Instructions to follow
Reproduce this listing in full.

Raw data
┌──

PR #2670, opened 2020-04-04
Fix bug causing erroneous deletion of TensorBoard logging directory

### LINKED ISSUE #2644: [BUG] MLflow tf.autolog() deletes TensorBoard records if both services are used.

└──

Result for this exercise
PR #2670, opened 2020-04-04
Fix bug causing erroneous deletion of TensorBoard logging directory

### LINKED ISSUE #2644: [BUG] MLflow tf.autolog() deletes TensorBoard records if both services are used.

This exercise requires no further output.